How to Choose and Keep Customers

1. Do you know who your customers are?

It may sound automatic, but many businesses simply don't keep track of who actually buys their products. And, those that do, rarely analyze buying behavior. A customer database is essential. If you don't have one, create one. Start by capturing the basics: customer contact information, product preference and purchase frequency.

2. Have you ranked your customers?

Not all customers are created equal, yet most businesses treat them exactly the same. That's why you need a customer ranking system. Look at those variables that are most relevant to your business -- purchase frequency, revenue, selling costs, referral potential, and so on and score your customers accordingly. Marketing research firm CRI, for example, ranked their 157 customers using a simple quadrant that bucketed customers according to the kind of business they generated each year, i.e. High Volume/Low Margin and Low Volume/High Margin.

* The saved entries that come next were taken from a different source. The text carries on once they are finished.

Issue #4213, opened 2023-12-28
Refactoring the pre/post projection logic based on Spark Rule


liujiayi771:
### Description

Due to the limitation that only the project operator in the native engine supports evaluating expressions, there is currently a lot of code logic in the transformer to handle inputs with expressions. To address this, we can refactor the code by unifying the handling logic using Spark Rule. We can extract the pre/post projection logic from transformers like agg, sort, etc., and create a separate project transformer. This approach can also be combined with the project collapse optimization #3937 I previously implemented, which allows for merging redundant project operations to improve performance.

liujiayi771:
cc @rui-mo

zhztheplayer:
Thank you @liujiayi771 . 

First of all, just a naive question: It sounds like "logical optimization" in Spark to merge filters / projects or to pull up / down pre/post projects from other plan nodes. Why do we have to inject "physical optimizations" for doing so? I believe vanilla Spark already had a logical rule to merge consecutive projects.

liujiayi771:
@zhztheplayer The main purpose of extracting pre/post project is to optimize the current code logic. Currently, the inserted pre/post code in the transformer is quite messy, and each operator has its own separate implementation. The ability to merge is just an additional benefit.

Spark does have an optimizer for merging project/filter operations. However, Gluten has made modifications to the physical plan, which includes unmerged `projectExecTransformers`. For example, before #3937, redundant `projectExecTransformers` can be seen before shuffling. As for pre/post project operations, the current approach is to directly insert a project RelNode into the substrait plan. This means that there is a project operation at the execution layer, but we cannot perceive it in the plan UI and cannot collapse the project operation.

![image](https://github.com/oap-project/gluten/assets/13622031/ffd68f12-4670-40fc-9acf-65c6a2433ca3)

zhztheplayer:
Thanks for the explanation. Then I understand why you wrote a physical rule for project collapse.

So regarding the feature you proposed in the issue (unified way to pull pre/post projects), would you think we can implement within logical rules? In the way we may be able to leverage other logical optimizations from vanilla Spark's query planner.

Or if we had no choice other than using physical rules, I would be OK to that way either.

liujiayi771:
[...]

PR #3649, opened 2023-11-08
[WIP][CORE] Add PullOutPreProject rule to decouple substrait pre-project

ulysses-you:
## What changes were proposed in this pull request?

(Please fill in changes proposed in this fix)

(Fixes: \#ISSUE-ID)

## How was this patch tested?

(Please explain how this patch was tested. E.g. unit tests, integration tests, manual tests)

(If this patch involves UI changes, please attach a screenshot; otherwise, remove this)

PR #4245, opened 2024-01-02
[GLUTEN-4213][CORE] Refactoring insertion process of pre/post projection

liujiayi771:

Implement [#4213](https://github.com/oap-project/gluten/issues/4213). 
Introduced three kinds of Rules.
* `PullOutProject`. Pulling out pre-project at the `LogicalPlan` level. Currently, it only supports the Velox backend and can reduce the number of pre-projects when agg includes distinct.
* `ColumnarPullOutProject` (`ColumnarPullOutPostProject` + `ColumnarPullOutPreProject`). Pulling out pre/post-project at the `SparkPlan` level. `PullOutProject` cannot handle all scenarios (e.g., `Aggregate` introduced by `InjectRuntimeFilter` will be executed before `PullOutProject`, and some `Expression`s will be generated in `Strategy`). The missing parts will be handled completely by `ColumnarPullOutProject`. Some information required for post-project is more easily obtained at the physical plan level, hence it is handled there.
* `GlutenPlanPullOutProject`. Handling the case of constructing a Gluten transformer directly in `TakeOrderedAndProjectExecTransformer`.

Currently, only agg and sort have been incorporated into this framework. In the future, support for operators such as join and window that require pre/post projection will be added.

Next steps:
1. Support join/window in this framework
2. Add a rule for row_constructor required by velox backend.

## How was this patch tested?

Exists CI.


liujiayi771:
@zhztheplayer @rui-mo Could you help review? I have already validated this modification on TPCDS. Using this framework to insert pre/post projection can eliminate a significant amount of redundant code in the transformer. The previous approach required many if-else branches based on whether to insert projection and whether it was for validation. It also eliminated the need to construct projection based on an index.

liujiayi771:
@waitinfuture Could you help review?

liujiayi771:
Design doc https://github.com/oap-project/gluten/issues/4213#issuecomment-1873669924

rui-mo (commented):
Thanks for the nice refactor. In the meantime, could you also check if metrics work well? Some relevant code to handle the metrics of pre/post projection could be removed.

rui-mo:
Seems there is a PR https://github.com/oap-project/gluten/pull/3649 proposing the similar refactor. @ulysses-you @liujiayi771 Could you help check on that? Thanks.

liujiayi771:
The work done by these two PRs is essentially the same, with the difference being that #3649 modifies the logical plan, while my PR modifies the physical plan. For the sort operator, both pre and post projection can be modified in the logical plan. For agg, the pre projection can be modified in the logical plan, but the post projection can only be modified in the physical plan if the native output doesn't match with the resultExpressions in Spark's output. 

Initially, I also considered doing it in the logical plan to avoid impacting validation and AQE. I think we can combine both approaches, doing the parts that can be done in the logical plan in the logical rule, but for the sort in TakeOrderedAndProjectExecTransformer, it should be done only in the physical plan. @ulysses-you I didn't notice your PR before. I searched for issues related to project but did not check the pull requests. I would like to hear your opinion again, as our approaches are fairly similar.

gluten-core/src/main/scala/io/glutenproject/execution/HashAggregateExecBaseTransformer.scala
```diff
@@ -157,14 +158,12 @@ abstract class HashAggregateExecBaseTransformer(
...
-      case _: Attribute => false
-      case _ => true
-    } || aggregateExpressions.exists {
+  override def needsPreProjection: Boolean = {
+    needsPreProjection(groupingExpressions) ||
+    aggregateExpressions.exists {
       expr =>
         expr.filter match {
-          case None | Some(_: Attribute) | Some(_: Literal) =>
+          case None | Some(_: Attribute) =>
```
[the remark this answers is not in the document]
liujiayi771: There are two reasons for this:
- If the filter condition is a Literal, it can only be of boolean type. Such filters are typically removed during the optimization process in Spark. You can refer to the "EliminateAggregateFilter" function in Spark for more information.
- filter in velox only support `FieldAccessTypedExpr`, but it is possible that CK supports Literal filter.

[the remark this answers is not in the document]
rui-mo: Thanks. Makes sense.

ulysses-you:
I think the main goal to pull out pre/post project is:
1. make the transformer plan tree align with native plan tree; e.g., if we have a native project then we must have a project transformer
2. decouple pre/post project fallback with the original operator; e.g., if we support transform aggregate but does not support post project, then we should only fallback post project
3. avoid expression multi-evaluation; e.g., `t1 join t2 on c1 + 1 = c2`, say it's a shuffled hash join then we will evaluate `c1 + 1` multi-times, one for shuffle, one for pre-project

One option is that, we can do pull out pre-project at logical side and do pull out post-project at columnar side.

liujiayi771:
@ulysses-you Aggree with you. I can continue to modify the pre-projection part into logical rule if you'd like, or would you prefer to continue working on #3649?

ulysses-you:
@liujiayi771  it's fine to go ahead in this pr, thank you

liujiayi771:
@ulysses-you I have identified an issue where, if we modify the logical plan, the extendedOperatorOptimizationRules we insert is placed before DecimalAggregates. DecimalAggregates converts sum/avg(decimal attr) into sum/decimal(unscaledValue(decimal attr)), but the unscaledValue cannot be seen in our rule. This results in the required pre-project not being added.

Maybe we should use ExperimentalMethods.extraOptimizations or postHocOptimizationBatches? I currently do not know how to use postHocOptimizationBatches.

ulysses-you:
`sparkSession.experimental.extraOptimizations = sparkSession.experimental.extraOptimizations ++ Seq(yourRule)`
Does it work ?

liujiayi771:
> sparkSession.experimental.extraOptimizations ++

Yes, this approach will work, but do you think it is reasonable to use `ExperimentalMethods`? Will Spark remove this class in the future? However, there is no other way to add rule at the end. Currently, it seems that there is no mechanism in Gluten that allows modifying the extraOptimizations in the spark session right after it is launched.

liujiayi771:
@ulysses-you One method I can think of is to add a rule through injectResolutionRule, before the optimization step. This rule would only perform the modifications on the sparkSession. However, this approach might be considered as a hack.

liujiayi771:
Hi @waitinfuture, @rui-mo @ulysses-you, it's ready for review. Originally, I planned to submit the PR after completing the Join. However, testing revealed that there are multiple changes involved, resulting in a large PR. Therefore, I would prefer to complete the Aggregate and Sort parts first before proceeding with the Join and Window.

The current code has undergone some changes compared to the previous design, let me explain.

There are a total of 2 rules: `PullOutProject` (`LogicalPlan`` Rule) and `ColumnarPullOutProject` (`GlutenPlan`` Rule). We have also discussed whether to insert pre/post-project in the logical plan or the physical plan. The previous conclusion was that it is better to do it in the logical plan because it can reduce the number of pre-projects in scenarios like distinct aggregations, improving performance, and it also allows for fallback targeted only at the project during validation. However, during actual development, I found that some plans cannot be processed in and out at the logical plan level.

* To maintain the correctness of the `outputOrdering` for operators downstream of sort, it is necessary to override the `outputOrdering`` of sort to handle cases where its child is a pre-project.
* When an Aggregate is included in DPP, it will be executed at an early stage and cannot be processed by PullOutProject. It can only be seen in ColumnarPullOutProject.
* Regarding the Join support that will be provided in the future, I have also conducted some tests. When the condition of the Join contains `EqualNullSafe`, `Coalesce` and `IsNull` will be wrapped around it during the conversion from logical plan to physical plan, which needs to be handled through pre-project. These cannot be seen in `PullOutProject` either. Furthermore, the `BuildSide` information of Join cannot be obtained in the logical plan, and post-project, which requires the exchange of output order, cannot be handled either. Therefore, when Join is supported later, it will also need to be addressed in `ColumnarPullOutProject`.

Taking into account the above reasons, the current approach is to handle what can be processed in the logical plan within the `LogicalPlan` Rule. The handling of the physical plan is considered as a fallback solution to address any missed cases (currently only applicable to the Aggregate scenario). The parts that can only be handled in the physical plan will be addressed within the `GlutenPlan` Rule.

liujiayi771:
Benchmark Velox

gluten-core/src/main/scala/io/glutenproject/extension/ColumnarPullOutProject.scala
```diff
@@ -0,0 +1,183 @@
...
+  private def tag(plan: SparkPlan, hint: ProjectProcessedHint): Unit = {
+    plan.setTagValue(TAG, hint)
+  }
+}
+
+object ColumnarPullOutPostProject extends Rule[SparkPlan] with PullOutProjectHelper {
+
+  override def apply(plan: SparkPlan): SparkPlan = plan.transform {
+    case agg: HashAggregateExecBaseTransformer
+        if !ProjectProcessedHint.isPostProjectProcessed(agg) &&
```
ulysses-you, line 61: why do we need this hint ? after we pull out post project, it should nothing happen when we go in this rule next time

gluten-core/src/main/scala/io/glutenproject/extension/ColumnarOverrides.scala
```diff
@@ -791,8 +791,7 @@ case class ColumnarOverrideRules(session: SparkSession)
         (_: SparkSession) => TransformPreOverrides(isAdaptiveContext),
         (_: SparkSession) => RemoveNativeWriteFilesSortAndProject(),
         (spark: SparkSession) => RewriteTransformer(spark),
-        (_: SparkSession) => EnsureLocalSortRequirements,
-        (_: SparkSession) => CollapseProjectExecTransformer
+        (_: SparkSession) => EnsureLocalSortRequirements
       ) :::
       BackendsApiManager.getSparkPlanExecApiInstance.genExtendedColumnarPreRules() :::
```
ulysses-you, line 796: We should apply pull out rules between `AddTransformHintRule` and `TransformPreOverrides`.

gluten-core/src/main/scala/io/glutenproject/extension/columnar/TransformHintRule.scala
```diff
@@ -462,7 +462,11 @@ case class AddTransformHintRule() extends Rule[SparkPlan] {
                 plan.resultExpressions,
                 plan.child
               )
-            TransformHints.tag(plan, transformer.doValidate().toTransformHint)
+            val allTransformable = ColumnarPullOutProject
+              .getTransformedPlan(transformer)
+              .map(_.asInstanceOf[GlutenPlan].doValidate())
+              .reduce(ValidationResult.merge)
```
ulysses-you, line 468: I think we should only validate the aggregate, so we can decouple the fallback for project and aggregate.

gluten-core/src/main/scala/io/glutenproject/execution/SortExecTransformer.scala
```diff
@@ -52,124 +50,26 @@ case class SortExecTransformer(
 
   override def output: Seq[Attribute] = child.output
 
-  override def outputOrdering: Seq[SortOrder] = sortOrder
+  override def outputOrdering: Seq[SortOrder] = child match {
+    case project: ProjectExecTransformer if project.isPreProject =>
```
ulysses-you, line 54: do we really need `isPreProject` flag ? it seems we can do it for all projects

gluten-core/src/main/scala/io/glutenproject/extension/AddExtraOptimizations.scala
```diff
@@ -0,0 +1,30 @@
...
+package io.glutenproject.extension
+
+import org.apache.spark.sql.SparkSession
+import org.apache.spark.sql.catalyst.plans.logical.LogicalPlan
+
+case class AddExtraOptimizations(sparkSession: SparkSession) extends (LogicalPlan => Unit) {
+
+  override def apply(plan: LogicalPlan): Unit = {
+    if (!sparkSession.experimental.extraOptimizations.exists(_.isInstanceOf[PullOutProject])) {
+      sparkSession.experimental.extraOptimizations = sparkSession.experimental.extraOptimizations ++
```
ulysses-you, line 26: If I get it corrent, the reason why we add the pull out project rule to `extraOptimizations` is `DecimalAggregates` ? Is there other rules affect ?

Can we inject the pull out project rule to `preCBORules` and apply `DecimalAggregates` first manually ?

gluten-core/src/main/scala/io/glutenproject/extension/ColumnarPullOutProject.scala
liujiayi771: It can be removed here. In a previous version of implementation, I did not rewrite the `resultExpressions` of agg, which caused it to always match here. I will remove this check in agg.

However, the hint might still be needed for implementing join because join requires a post-project when the order of left and right need to be changed. This condition will always be satisfied for join.

gluten-core/src/main/scala/io/glutenproject/extension/AddExtraOptimizations.scala
liujiayi771: Yes, currently we have only found that `DecimalAggregates` can cause an impact. I haven't figured out why Spark decides to place `DecimalAggregates` in this position, but it could be because adding `UnscaledValue` might affect the matching of certain optimizers. As a cautious approach, can we handle the expressions added by `DecimalAggregates` in `ColumnarPullOutPreProject`?

gluten-core/src/main/scala/io/glutenproject/extension/columnar/TransformHintRule.scala
liujiayi771: However, currently we can only obtain the Pre`ProjectExecTransformer` and Post`ProjectExecTransformer` generated by the Columnar Rule at this point. We cannot handle them separately like we do for verifying regular `ProjectExecTransformer`. I think we need to add a hint tag in the agg to record its pre/post-project fallback requirements, and then directly generate a fallback plan when generating pre/post-project.

gluten-core/src/main/scala/io/glutenproject/extension/ColumnarPullOutProject.scala
ulysses-you: I'm not sure it is required for join, at least can add it when needed

gluten-core/src/main/scala/io/glutenproject/extension/columnar/TransformHintRule.scala
ulysses-you: It should be easy to get the aggregate after applying pull out project rules. We pass an aggregate in and it should only output two options, 1) aggregate, 2) project-aggregate. So we can strip the top project if exists.

gluten-core/src/main/scala/io/glutenproject/extension/AddExtraOptimizations.scala
ulysses-you: yes, I think it's better to apply `DecimalAggregates` in `PullOutPreProject` manually at logical side

gluten-core/src/main/scala/io/glutenproject/extension/ColumnarOverrides.scala
liujiayi771: Currently, the "pull out" is applied to the columnar plan and needs to be performed after `TransformPreOverrides`.

gluten-core/src/main/scala/io/glutenproject/execution/SortExecTransformer.scala
liujiayi771: For a normal `ProjectTransformer`, executing this process poses no problems, but the resulting `sortOrder` remains the same as the original.

gluten-core/src/main/scala/io/glutenproject/extension/AddExtraOptimizations.scala
liujiayi771: This will cause some issues.
```
Max iterations (100) reached for batch Operator Optimization before Inferring Filters.
```

ulysses-you: @liujiayi771 are you injecting this rule using `preCBORules` ? it should not affect the Inferring Filters.

gluten-core/src/main/scala/io/glutenproject/execution/SortExecTransformer.scala
liujiayi771: I find a case that before the sort there is a project to rename the sort key, we should not replace alias in this case. So we still need pre-project hint for sort.

gluten-core/src/main/scala/io/glutenproject/extension/AddExtraOptimizations.scala
liujiayi771: @ulysses-you Sorry, I used the `OptimizerRules`. Let me try using the `preCBORules` instead.

zhztheplayer (commented):
Thanks!

And would you like to update the PR description to add some words to summarize the newly added rules? This would help others understand the changes.

(probably including)
1. ColumnarPullOutProject (ColumnarPullOutPostProject + ColumnarPullOutPreProject)
2. GlutenPlanPullOutProject
3. PullOutProject

gluten-core/src/main/scala/io/glutenproject/extension/columnar/TransformHintRule.scala
```diff
@@ -755,12 +768,17 @@ case class AddTransformHintRule() extends Rule[SparkPlan] {
               val limitPlan = LimitTransformer(plan.child, 0, plan.limit)
               tagged = limitPlan.doValidate()
             } else {
+              val sortExec = SortExec(plan.sortOrder, false, plan.child)
+              val pulledOutSortExec =
+                ColumnarPullOutProject.getPulledOutPlanLocally[SortExec](sortExec)
```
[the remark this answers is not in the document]
liujiayi771: `ColumnarPullOutProject` will pull out `ProjectExec` and need to verify if `ProjectExec` can be converted to native plan. If we want to decouple `ColumnarPullOutProject` from `TransformHintRule`, we can place it before `TransformHintRule`, which is also feasible. Initially, I implemented it this way, but I encountered an issue where ClickHouse's [custom agg](https://github.com/oap-project/gluten/blob/25f0d69f1205ac3a64d6c2d8bf36b5b4ae6263aa/gluten-core/src/main/scala/io/glutenproject/execution/HashAggregateExecBaseTransformer.scala#L423) https://github.com/oap-project/gluten/pull/3629#discussion_r1384889177 throws an exception when determining if post-project is needed. It may require ClickHouse's assistance to redesign the API for custom agg and not rely on throwing exceptions in `getAttrsIndexForExtensionAggregateExpr` for fallback, but instead trigger the fallback logic in `doValidationInternal`. 

We can proceed with the modifications step by step. For now, let's place the validation of `ProjectExec` within the rule itself. `ColumnarPullOutProject` will only validate `ProjectExec`. I understand that there are similar codes in [other places](https://github.com/oap-project/gluten/blob/25f0d69f1205ac3a64d6c2d8bf36b5b4ae6263aa/gluten-core/src/main/scala/io/glutenproject/execution/ScanTransformerFactory.scala#L119) in Gluten that tag hints, and we can handle them together later.

gluten-core/src/main/scala/io/glutenproject/extension/GlutenPlan.scala
```diff
@@ -46,6 +46,22 @@ object ValidationResult {
...
+   *   - invalid merge invalid = invalid
+   */
+  def merge(first: ValidationResult, second: ValidationResult): ValidationResult = {
+    if (first.isValid && second.isValid) {
+      ok
+    } else {
+      val reasonStr = first.reason.getOrElse("") + second.reason.getOrElse("")
+      notOk(reasonStr)
+    }
+  }
```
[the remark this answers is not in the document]
liujiayi771: Yes, we can remove it now.

liujiayi771:
@JkSelf Could you also help to take a look?

gluten-core/src/main/scala/io/glutenproject/execution/SortExecTransformer.scala
```diff
@@ -52,123 +51,36 @@ case class SortExecTransformer(
 
   override def output: Seq[Attribute] = child.output
 
-  override def outputOrdering: Seq[SortOrder] = sortOrder
+  override def outputOrdering: Seq[SortOrder] = child match {
+    case project: ProjectExecTransformer if ProjectTypeHint.isPreProject(project) =>
```
liujiayi771, line 55: @JkSelf The issue with `outputOrdering` encountered earlier is currently resolved as follows.

gluten-core/src/main/scala/io/glutenproject/extension/columnar/TransformHintRule.scala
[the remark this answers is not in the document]
zhztheplayer: > I understand that there are similar codes in [other places](https://github.com/oap-project/gluten/blob/25f0d69f1205ac3a64d6c2d8bf36b5b4ae6263aa/gluten-core/src/main/scala/io/glutenproject/execution/ScanTransformerFactory.scala#L119) in Gluten that tag hints, and we can handle them together later.

Actually I think we may allow adding validation tags to the original physical plan in rules other than `AddTransformHintRule` as of now, just as if multiple rules are doing validation together. However I am not sure whether the code you mentioned above can be a good case so it might still be needed to optimize, I'll take a look as well.

> I encountered an issue where ClickHouse's [custom agg](https://github.com/oap-project/gluten/blob/25f0d69f1205ac3a64d6c2d8bf36b5b4ae6263aa/gluten-core/src/main/scala/io/glutenproject/execution/HashAggregateExecBaseTransformer.scala#L423) https://github.com/oap-project/gluten/pull/3629#discussion_r1384889177 throws an exception when determining if post-project is needed.

This is interesting... So my feeling is we may have to re-think how should we handle backend-specific pre/post project creation code when doing the refactor. Say, if backend A has some specialized conditions to decide whether a project should be pulled out from a plan node, the we'd provide extensibility to have it customized?

Also in the patch, code of the new feature is currently located into several places, including logical optimization, validation (transform hint), and physical optimization (the actual pulling logic). So I slightly feel that the complexity added to Gluten is a little bit higher than what we expected? Do we have chance to reduce? At the same time am just more worried about coupling of the rules in this PR. Do you think we can add some new methods to backend API to deal with the CH Agg issue you mentioned?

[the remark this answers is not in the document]
liujiayi771: The part about "custom agg" may not have been expressed clearly. Currently, both CH and Velox require a "post project" process. The logic is the same, which is to convert the output on the native side to a consistent output for Spark. What I mean is that CH throws an exception when retrieving the native output, which requires validation before pulling it out. It doesn't mean that CH "post project" process is different from Velox's and has custom requirements. In fact, it is about the `getAttrForAggregateExprs` method that retrieves the actual output of the aggregation. Based on this output, a "post-project" is constructed. Velox also has validation logic that throws exceptions. I also hope to include this logic in the `doValidationInternal` method like [this](https://github.com/oap-project/gluten/pull/4459). CH has custom aggregation requirements, and validation is also performed when retrieving the output for custom agg. For example, the `CustomSum` only supports Final [code](https://github.com/oap-project/gluten/blob/19a863c0d3781034b4def57be899e5bd4a8825b6/backends-clickhouse/src/test/scala/io/glutenproject/execution/extension/CustomAggExpressionTransformer.scala#L49). Since I am not familiar with the specific logic of other custom agg in CH, I cannot move the validation logic into `doValidationInternal` like in Velox. It may require CH's developers to redesign this part. However, this part is not essential and can be improved in future development.

gluten-core/src/main/scala/io/glutenproject/extension/PullOutProject.scala
```diff
@@ -0,0 +1,124 @@
...
+          // We cannot pull out the children of TypedAggregateExpression to pre-project,
+          // and Gluten cannot support TypedAggregateExpression.
+          false
+        case ae: AggregateExpression
+            if ae.filter.exists(isNotAttribute) || ae.aggregateFunction.children.exists(
+              isNotAttributeAndLiteral) =>
+          true
+        case _ => false
+      }.isDefined)
+    case Sort(order, _, _) =>
```
JkSelf, line 58: @liujiayi771 We have added a sort check in the `needPreProject` method. However, it appears that the logic for handling sort operators is not being added in this context [here](https://github.com/oap-project/gluten/pull/4245/files#diff-fa6b47ebbfa2f2ef8742dc00ce6ca270e050eb6e9d731704b0f0c5d89db37b9dR114. ).

gluten-core/src/main/scala/io/glutenproject/extension/columnar/ColumnarPullOutProject.scala
```diff
@@ -0,0 +1,279 @@
...
+          case (exprAttr: Attribute, resAttr) =>
+            // If the result attribute and result expression has different name or type,
+            // post-projection is needed.
+            exprAttr.name != resAttr.name || exprAttr.dataType != resAttr.dataType
+          case _ =>
+            // If result expression is not instance of Attribute,
+            // post-projection is needed.
+            true
+        }
+      case _ => false
```
JkSelf, line 143: Do we need the sort check here?

liujiayi771: Sort is different from Agg, if it has pre-project, it always needs a post-project, so I pullout pre and post project together in `ColumnarPullOutPreProject` for `SortExec`.

gluten-core/src/main/scala/io/glutenproject/extension/PullOutProject.scala
JkSelf: Could you provide more information about the `outputOrdering` issue you mentioned? Maybe i missed some context. Thanks.

liujiayi771: @JkSelf You can check this [discussion](https://github.com/oap-project/gluten/discussions/4308#discussioncomment-8036736).

rui-mo (commented):
Thanks for your work. Added several comments.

3. Do you know which customers are your most valuable?

The ranking exercise may help explain puzzling disparities in company performance. The 'Why aren't we growing/more profitable/gaining market share when we have more customers than we ever have?' dilemma can be crystal clear when you really look at how each customer is contributing or subtracting from the bottom line. CRI found that only 10 of its customers fell into the preferred category-High/High.

4. Do you have too many customers?

In CRI's case, they concluded they were 'spending much too much time and valuable employee resources on too many unprofitable customers' -- in fact, 101 of them essentially contributed nothing to the bottom line. Smart CEOs understand precisely who their target customers are. And, they know how to go after only the right customers. Is there room in your business to be more customer-selective?

5. Which of your customers may be worth firing?

Less can definitely be more when it comes to unprofitable customers. Like CRI, who cut its customer base in half, getting rid of some customers may be your company's secret growth strategy. Also think about the costs you would NOT incur if certain customers went away. Are some draining the business? The process of raising your customer standards and paring automatically opens space to attract the flow of new, more profitable business.

6. When is the last time you checked customer satisfaction?

If you're not regularly taking the pulse of your customers, they may be sacrificing, rather than being satisfied. 'Customer sacrifice = What the customer wants EXACTLY minus what the customer settles for' say B. Joseph Pine II and James H. Gilmore, authors of The Experience Economy. Check to see if you can shore up the areas of your product or service that may be cracking or settling.

7. Are you spending too much on finding new customers?

Determine all of the costs (people, time and dollars) you incur to grab new customers. Are more company resources focused on customer acquisition vs. customer retention? Consider putting more attention on holding on to the ones you already have. It can have a profound impact on the bottom line -- current customers are 5-10 times LESS expensive to sell to than new customers. And, you can avoid nasty customer defections due to neglect.

8. Are you actively converting first-time buyers to long-term customers?

In some businesses, such as car or life insurance and credit cards, companies actually lose money on first-year customers. Check to make sure you don't have a 'leaky bucket' --- losing mature customers and replacing them with new ones. It takes many new customers to compensate for the loss of just one veteran, according to Frederick Reichheld, author of The Loyalty Effect. And, the bigger the leak, the harder you have to work to keep it full.

9. Are you fortifying relationships with your best customers?

There are 4 strategies to keep great customers, say Don Peppers and Martha Rogers, authors of The One-to-One Future: #1) Recognize your Most Valuable Customers (MVCs) with special treatment (perks, MVC Club, unique services), #2) Reward loyal buyers, i.e. frequent buyer programs, #3) Deliver Consistent Product Quality and Satisfaction, and #4) Customize Product/Service For Individual Customers -- the ultimate way to keep customers loyal longer is to spend more time catering more to their individual tastes. What can you do to better personalize each customer's experience with you?

10. Are you earning customer loyalty?

Strategic CEOs treat customers like assets and do everything they can to invest and safe keep them. Customer loyalty standouts, such as Lexus, State Farm and MBNA, engineer their entire company (not just the customer service dept.) around customer loyalty -- manufacturing, pricing, sales incentives, and all operations inside and out are built for lifetime customers.